WHAT TO DO — Retrieve each line that contains the word "basically" from the entries below.

PROVIDED ENTRIES —
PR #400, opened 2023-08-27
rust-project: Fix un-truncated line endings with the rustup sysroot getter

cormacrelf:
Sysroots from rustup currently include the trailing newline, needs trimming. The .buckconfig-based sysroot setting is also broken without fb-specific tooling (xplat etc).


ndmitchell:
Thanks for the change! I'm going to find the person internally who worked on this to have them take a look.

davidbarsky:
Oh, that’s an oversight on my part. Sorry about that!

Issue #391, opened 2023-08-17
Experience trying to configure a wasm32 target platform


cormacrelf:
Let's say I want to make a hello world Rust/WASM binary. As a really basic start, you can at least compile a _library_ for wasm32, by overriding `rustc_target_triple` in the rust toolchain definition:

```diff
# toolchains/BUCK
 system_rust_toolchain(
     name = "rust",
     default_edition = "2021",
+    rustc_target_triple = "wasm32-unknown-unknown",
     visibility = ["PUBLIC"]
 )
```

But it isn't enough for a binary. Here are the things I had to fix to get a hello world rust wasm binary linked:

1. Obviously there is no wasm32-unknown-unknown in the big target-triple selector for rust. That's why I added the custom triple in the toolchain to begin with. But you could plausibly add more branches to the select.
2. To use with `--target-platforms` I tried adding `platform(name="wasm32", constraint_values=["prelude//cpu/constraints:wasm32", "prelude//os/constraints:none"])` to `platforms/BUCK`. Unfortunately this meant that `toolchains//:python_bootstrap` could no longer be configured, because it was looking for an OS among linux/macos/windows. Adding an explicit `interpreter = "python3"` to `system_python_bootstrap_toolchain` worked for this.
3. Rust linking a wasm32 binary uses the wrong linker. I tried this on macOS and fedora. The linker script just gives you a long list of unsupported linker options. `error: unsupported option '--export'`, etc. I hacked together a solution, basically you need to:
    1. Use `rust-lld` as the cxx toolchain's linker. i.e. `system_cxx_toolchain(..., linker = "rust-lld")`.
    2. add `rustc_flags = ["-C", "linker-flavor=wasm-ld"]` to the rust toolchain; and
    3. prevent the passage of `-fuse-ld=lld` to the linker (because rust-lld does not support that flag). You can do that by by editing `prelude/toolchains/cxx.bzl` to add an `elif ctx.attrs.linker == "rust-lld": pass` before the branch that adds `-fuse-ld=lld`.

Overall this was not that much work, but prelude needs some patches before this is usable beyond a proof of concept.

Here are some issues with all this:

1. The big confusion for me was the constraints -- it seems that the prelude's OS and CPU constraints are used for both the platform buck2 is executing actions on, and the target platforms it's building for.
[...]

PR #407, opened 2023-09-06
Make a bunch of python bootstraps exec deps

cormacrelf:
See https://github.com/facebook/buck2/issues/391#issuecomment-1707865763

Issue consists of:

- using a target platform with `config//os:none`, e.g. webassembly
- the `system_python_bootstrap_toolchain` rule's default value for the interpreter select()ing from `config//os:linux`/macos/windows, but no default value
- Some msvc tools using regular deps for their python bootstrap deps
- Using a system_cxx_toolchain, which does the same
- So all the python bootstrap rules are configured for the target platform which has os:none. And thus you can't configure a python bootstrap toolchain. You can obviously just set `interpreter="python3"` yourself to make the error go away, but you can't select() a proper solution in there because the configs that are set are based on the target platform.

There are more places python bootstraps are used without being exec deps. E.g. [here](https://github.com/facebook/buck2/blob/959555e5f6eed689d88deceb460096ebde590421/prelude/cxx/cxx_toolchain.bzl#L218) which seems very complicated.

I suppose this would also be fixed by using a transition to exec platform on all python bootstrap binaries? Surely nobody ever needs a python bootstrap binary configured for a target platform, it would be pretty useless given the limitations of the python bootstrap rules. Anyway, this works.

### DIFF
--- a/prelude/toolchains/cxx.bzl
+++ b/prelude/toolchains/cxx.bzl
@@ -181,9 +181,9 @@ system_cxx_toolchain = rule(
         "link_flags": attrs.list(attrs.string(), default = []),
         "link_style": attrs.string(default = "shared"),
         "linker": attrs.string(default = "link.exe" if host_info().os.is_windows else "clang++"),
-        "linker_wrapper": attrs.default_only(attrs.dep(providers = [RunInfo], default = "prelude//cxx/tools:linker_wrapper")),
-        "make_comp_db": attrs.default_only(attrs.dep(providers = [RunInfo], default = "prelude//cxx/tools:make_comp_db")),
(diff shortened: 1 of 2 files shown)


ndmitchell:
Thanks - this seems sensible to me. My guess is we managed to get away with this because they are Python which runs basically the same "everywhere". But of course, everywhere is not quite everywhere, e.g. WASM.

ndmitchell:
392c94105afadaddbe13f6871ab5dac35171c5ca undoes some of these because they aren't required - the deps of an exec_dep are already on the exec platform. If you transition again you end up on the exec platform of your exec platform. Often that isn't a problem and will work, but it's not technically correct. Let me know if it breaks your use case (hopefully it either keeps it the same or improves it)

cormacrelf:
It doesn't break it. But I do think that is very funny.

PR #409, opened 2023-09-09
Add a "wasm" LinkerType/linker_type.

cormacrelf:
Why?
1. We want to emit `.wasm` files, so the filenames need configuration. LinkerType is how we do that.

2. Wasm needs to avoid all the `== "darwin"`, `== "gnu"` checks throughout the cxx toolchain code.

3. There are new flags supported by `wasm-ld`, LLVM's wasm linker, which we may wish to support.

ANSWER TO THIS EXERCISE —
3. Rust linking a wasm32 binary uses the wrong linker. I tried this on macOS and fedora. The linker script just gives you a long list of unsupported linker options. `error: unsupported option '--export'`, etc. I hacked together a solution, basically you need to:
Thanks - this seems sensible to me. My guess is we managed to get away with this because they are Python which runs basically the same "everywhere". But of course, everywhere is not quite everywhere, e.g. WASM.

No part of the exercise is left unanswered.